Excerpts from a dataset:
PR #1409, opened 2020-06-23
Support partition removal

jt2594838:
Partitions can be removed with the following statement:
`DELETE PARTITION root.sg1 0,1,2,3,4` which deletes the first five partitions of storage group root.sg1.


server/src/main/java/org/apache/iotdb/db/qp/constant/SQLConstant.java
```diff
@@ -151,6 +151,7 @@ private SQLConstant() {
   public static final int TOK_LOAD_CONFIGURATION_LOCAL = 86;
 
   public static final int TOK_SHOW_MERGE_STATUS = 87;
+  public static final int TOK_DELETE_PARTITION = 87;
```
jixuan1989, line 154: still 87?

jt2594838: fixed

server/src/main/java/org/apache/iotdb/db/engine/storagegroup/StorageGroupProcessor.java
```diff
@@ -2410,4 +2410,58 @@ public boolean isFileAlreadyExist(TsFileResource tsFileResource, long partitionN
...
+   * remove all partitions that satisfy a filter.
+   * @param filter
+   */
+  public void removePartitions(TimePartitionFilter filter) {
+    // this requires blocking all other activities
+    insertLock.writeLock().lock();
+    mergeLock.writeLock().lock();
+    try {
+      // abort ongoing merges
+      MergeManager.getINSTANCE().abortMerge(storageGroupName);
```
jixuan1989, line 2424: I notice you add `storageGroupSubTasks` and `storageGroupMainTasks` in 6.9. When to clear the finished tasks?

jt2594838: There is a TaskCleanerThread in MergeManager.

BRIEF: Transcribe verbatim. Cover the lines from the first line of the entries above to the line containing "jixuan1989, line 2424: I", inclusive.

TASK OUTPUT:
PR #1409, opened 2020-06-23
Support partition removal

jt2594838:
Partitions can be removed with the following statement:
`DELETE PARTITION root.sg1 0,1,2,3,4` which deletes the first five partitions of storage group root.sg1.


server/src/main/java/org/apache/iotdb/db/qp/constant/SQLConstant.java
```diff
@@ -151,6 +151,7 @@ private SQLConstant() {
   public static final int TOK_LOAD_CONFIGURATION_LOCAL = 86;
 
   public static final int TOK_SHOW_MERGE_STATUS = 87;
+  public static final int TOK_DELETE_PARTITION = 87;
```
jixuan1989, line 154: still 87?

jt2594838: fixed

server/src/main/java/org/apache/iotdb/db/engine/storagegroup/StorageGroupProcessor.java
```diff
@@ -2410,4 +2410,58 @@ public boolean isFileAlreadyExist(TsFileResource tsFileResource, long partitionN
...
+   * remove all partitions that satisfy a filter.
+   * @param filter
+   */
+  public void removePartitions(TimePartitionFilter filter) {
+    // this requires blocking all other activities
+    insertLock.writeLock().lock();
+    mergeLock.writeLock().lock();
+    try {
+      // abort ongoing merges
+      MergeManager.getINSTANCE().abortMerge(storageGroupName);
```
jixuan1989, line 2424: I notice you add `storageGroupSubTasks` and `storageGroupMainTasks` in 6.9. When to clear the finished tasks?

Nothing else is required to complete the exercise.